┌────────

PR #6269, opened 2025-05-13
Add communication for calculating the max_pressure in maxPerfPress 

lisajulia:
... such that the maximal pressure over **all** perforations is taken, across all processes

### DIFF
--- a/opm/simulators/wells/MultisegmentWell_impl.hpp
+++ b/opm/simulators/wells/MultisegmentWell_impl.hpp
@@ -2168,6 +2168,7 @@ namespace Opm
                 max_pressure = std::max(max_pressure, pressure_cell);
             }
         }
+        max_pressure = this->parallel_well_info_.communication().max(max_pressure);
         return max_pressure;
     }
 


lisajulia:
jenkins build this please

opm/simulators/wells/MultisegmentWell_impl.hpp
```diff
@@ -1678,8 +1678,17 @@ namespace Opm
             const auto report = getWellConvergence(simulator, well_state, Base::B_avg_, deferred_logger, relax_convergence);
             converged = report.converged();
             if (this->parallel_well_info_.communication().size() > 1 && converged != this->parallel_well_info_.communication().min(converged)) {
-                OPM_THROW(std::runtime_error, fmt::format("Misalignment of the parallel simulation run in iterateWellEqWithSwitching - the well calculation succeeded on rank {} but failed on other ranks.", this->parallel_well_info_.communication().rank()));
+                std::cout << fmt::format("Misalignment of the parallel simulation run in iterateWellEqWithSwitching - the well calculation for well {} succeeded on rank {} but failed on other ranks.", this->name(), this->parallel_well_info_.communication().rank()) << std::endl;
```
blattms, line 1681: Why do we need cout and logging?

opm/simulators/wells/MultisegmentWell_impl.hpp
```diff
@@ -1678,8 +1678,17 @@ namespace Opm
...
+                OpmLog::warning(fmt::format("Misalignment of the parallel simulation run in iterateWellEqWithSwitching - the well calculation  for well {} succeeded on rank {} but failed on other ranks.", this->name(), this->parallel_well_info_.communication().rank()));
             }
+            if (this->parallel_well_info_.communication().size() > 1 && converged != this->parallel_well_info_.communication().max(converged)) {
+                std::cout << fmt::format("Misalignment of the parallel simulation run in iterateWellEqWithSwitching - the well calculation  for well {} failed on rank {} but succeeded on other ranks.", this->name(), this->parallel_well_info_.communication().rank()) << std::endl;
```
blattms, line 1685: Why do we need cout and logging?

opm/simulators/wells/MultisegmentWell_impl.hpp
```diff
@@ -1678,8 +1678,17 @@ namespace Opm
...
+                OpmLog::warning(fmt::format("Misalignment of the parallel simulation run in iterateWellEqWithSwitching - the well calculation  for well {} failed on rank {} but succeeded on other ranks.", this->name(), this->parallel_well_info_.communication().rank()));
+            }
+            if (this->parallel_well_info_.communication().size() > 1 && (converged != this->parallel_well_info_.communication().min(converged) || converged != this->parallel_well_info_.communication().max(converged))) {
```
blattms, line 1688: I'm not sure that this will work. The second comparison might yield different results on different processes. In that case the latest communication will not be triggered on all processes.

So maybe move the communication outside of the logical expression and compare `this->parallel_well_info_.communication().min(converged)` with `this->parallel_well_info_.communication().max(converged)`?

blattms (changes requested):

lisajulia:
@blattms: Can you have another look? Thanks!

lisajulia:
@blattms: Can you have another look? Thanks!

lisajulia:
jenkins build this please

lisajulia:
> Looks good.
> 
> Please add a proper description about the bugfix if you think this should be part of the manual. Currently it is not clear that this only concerns distributed wells (not the default) and that it will throw if there are other bugs in our code.

I don't think this should be part of the manual, if all goes right, these error messages will never be seen my users but only by developers.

└────────

EXERCISE PROMPT —
Across the preceding records, count the lines with the word "only" in them and give that figure alone.

RESPONSE —
2